I suggest that the authors of this CPU+multiGPU accuracy test change it slightly to provide a more meaningful test.

I’m not doubting the capability of GPUs, by the way. Quite the opposite. On GPU, try using any parallel scan (reduction) of a huge array of floats, say, 1 billion values all equal to 1.f, and you’ll be amazed. Not only will the speed becomewhat it should be, the accuracy will also improve incredibly. As a matter of fact, I’m still a bit dizzy after seeing that a floating point result of the addition of 1G of 1.f’s gives a precise answer with, you know, 9 digits, which far exceeds (in this lucky case) the normal single prec. machine accuracy.
The explanation is simple: the parallel reduction effectively degrades accuracy only log_2(N) times not N times, where N is the number of 1’s summed, because that’s the number of times any single input value gets added to another number.

Interesting find, thank you for giving some insight into the floating point precision issues.

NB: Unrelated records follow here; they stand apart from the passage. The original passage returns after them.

PR #1867, opened 2022-04-13
T1105: Update timeout to ping

davidmckennirey:
**Details:**
Hey folks, I submitted a PR request yesterday for the same thing I found again today in a different technique (https://github.com/redcanaryco/atomic-red-team/pull/1865). 

The "timeout" command doesn't work in batch scripts or otherwise background-ed command prompts. If you run the T1105-20 command using "Invoke-Atomic" then you will see the following error and the technique will fail.

```
ERROR: Input redirection is not supported, exiting the process immediately.
```

As an alternative we can use the ping utility and just specify that it should only send 10 packets (1 second / packet = 10 seconds).

**Testing:**
Minor change that uses `ping`.

**Associated Issues:**
See details


clr2of8 (approved):
👍

PR #2286, opened 2023-01-17
T1059.004 Command line scripts

biot-2131:
**Details:**
    An attacker may type in elaborate multi-line shell commands into a terminal session because they can't or don't wish to create script files on the host. The following command is a simple loop, echoing out Atomic Red Team was here!

**Testing:**
Ubuntu 22.04 and rhel 8.7


biot-2131:

PR #2287, opened 2023-01-17
T1059.004 What shells are available

biot-2131:
**Details:**
An attacker may want to discover which shell's are available so that they might switch to that shell to tailor their attacks to suit that shell. The following commands will discover what shells are available on the host.

**Testing:**
Ubuntu 22.04 and rhel 8.7


biot-2131:

PR #2288, opened 2023-01-17
T1059.004 What shell is running

biot-2131:
**Details:**
An attacker will want to discover what shell is running so that they can tailor their attacks accordingly. The following commands will discover what shell is running.

**Testing:**
Ubuntu 22.04 and rhel 8.7


biot-2131:

PR #2300, opened 2023-01-27
Add test for T1055.008 (Ptrace System Calls)

dwindsor:
Signed-off-by: David Windsor <dwindsor@secureworks.com>

**Details:**

**Testing:**
Screenshot 2023-01-27 at 4 20 21 PM

**Associated Issues:**


josehelps:
@dwindsor apologies for not getting to the PR sooner, this is a great add thank you for the contribution. Reviewing it I noticed a few key items that might be missing and ran into some hiccups. 

First I would suggest creating a dependency section that would compile the attached `ptrace-inject.c` similarly to this other atomic: https://github.com/redcanaryco/atomic-red-team/blob/master/atomics/T1222.002/T1222.002.yaml#L217-L245

Also, I had issues compiling the attached `ptrace-inject.c`, might be something local to my machine but maybe is something you can identify right away:
image

Aside from those two items the atomic looks great! Thank you again and looking forward to hearing back from you.

PR #2301, opened 2023-01-28
T1059.004 - Added four tests

biot-2131:
**Details:**
Resolved merge conflicts by combining the four separate pull requests into one.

It’s probably the job of interns at nVidia to provide the SDK samples ;)

Probably?

...

	  for(unsigned int i = 0; i < memSize/sizeof(unsigned char); i++)

(excerpt from bandwidthTest, where the peculiarity is that sizeof char by definition is always == 1)

ACCURACY IS FINE – TIMING STILL BAD.


UH OH, SORRY! THE TEST IS FINE. The 16777239 was so suggestive that I made a silly mistake of not reading the test code more thoroughly. It does, in fact, do many partial sums (not really a log2(N) thing but enough partial sums to save the digits) and compares them with a DOUBLE precision CPU sum. I thought it does one big loop in each thread and then compares them with float CPU results.

As it is, you can increase the size of a problem up to 512M (on a 3-gpu machine)

CUDA-capable device count: 3
main(): generating input data…
main(): waiting for GPU results…
GPU Processing time: 608.094971 (ms)
Checking the results…
CPU Processing time: 615.947998 (ms)
GPU sum: 268443136.000000; CPU sum: 268443072.036977
Relative difference: 2.382741E-07
TEST PASSED
Shutting down…

the timing problem, however, is still with us… how can we speed the multiGPU calculation up? It’s not faster than CPU right now!
Let me see if this is because it’s the first invokation of threads or something like that.

Could it be that they are using the most naive parallel reduction approach for their simple multiGPU sample?

Have a look at the reduction SDK sample (and whitepaper) and the tricks they’re using to speed this up by an order of magnitude.